§ **Working data**:

PR #3218, opened 2024-05-07
New Command 2056/2057 - Clone/Destroy Map Event

jetrotal:
Command that clones Events from any map inside the current map.

------------------------

#### Syntax (TPC):
```js
@raw 2056,
     "",           // Rename the Target Event [Optional]
      0, 1,        // Source Map's ID.
      0, 2,        // Source Event's ID
      0, 3,        // Target's x coordinate
      0, 4,        // Target's y coordinate
      0, 5,        // Target's Event's ID [Optional] 
                   // 👆 if a value is defined, it will replace an existing event.
```

### DIFF
--- a/src/game_character.h
+++ b/src/game_character.h
@@ -1379,7 +1379,6 @@ inline Game_CharacterDataStorage<T>::Game_CharacterDataStorage(Game_CharacterDat
 template <typename T>
 inline Game_CharacterDataStorage<T>& Game_CharacterDataStorage<T>::operator=(Game_CharacterDataStorage&& o) noexcept
 {
-	static_cast<Game_Character*>(this) = std::move(o);
 	if (this != &o) {
 		_data = std::move(o._data);
 		Game_Character::_data = &this->_data;
--- a/src/game_character.h
+++ b/src/game_character.h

§ **Aim of the exercise**: An identical copy of the preceding records should be returned.

§ **Reply**:
PR #3218, opened 2024-05-07
New Command 2056/2057 - Clone/Destroy Map Event

jetrotal:
Command that clones Events from any map inside the current map.

------------------------

#### Syntax (TPC):
```js
@raw 2056,
     "",           // Rename the Target Event [Optional]
      0, 1,        // Source Map's ID.
      0, 2,        // Source Event's ID
      0, 3,        // Target's x coordinate
      0, 4,        // Target's y coordinate
      0, 5,        // Target's Event's ID [Optional] 
                   // 👆 if a value is defined, it will replace an existing event.
```

### DIFF
--- a/src/game_character.h
+++ b/src/game_character.h
@@ -1379,7 +1379,6 @@ inline Game_CharacterDataStorage<T>::Game_CharacterDataStorage(Game_CharacterDat
 template <typename T>
 inline Game_CharacterDataStorage<T>& Game_CharacterDataStorage<T>::operator=(Game_CharacterDataStorage&& o) noexcept
 {
-	static_cast<Game_Character*>(this) = std::move(o);
 	if (this != &o) {
 		_data = std::move(o._data);
 		Game_Character::_data = &this->_data;
--- a/src/game_character.h
+++ b/src/game_character.h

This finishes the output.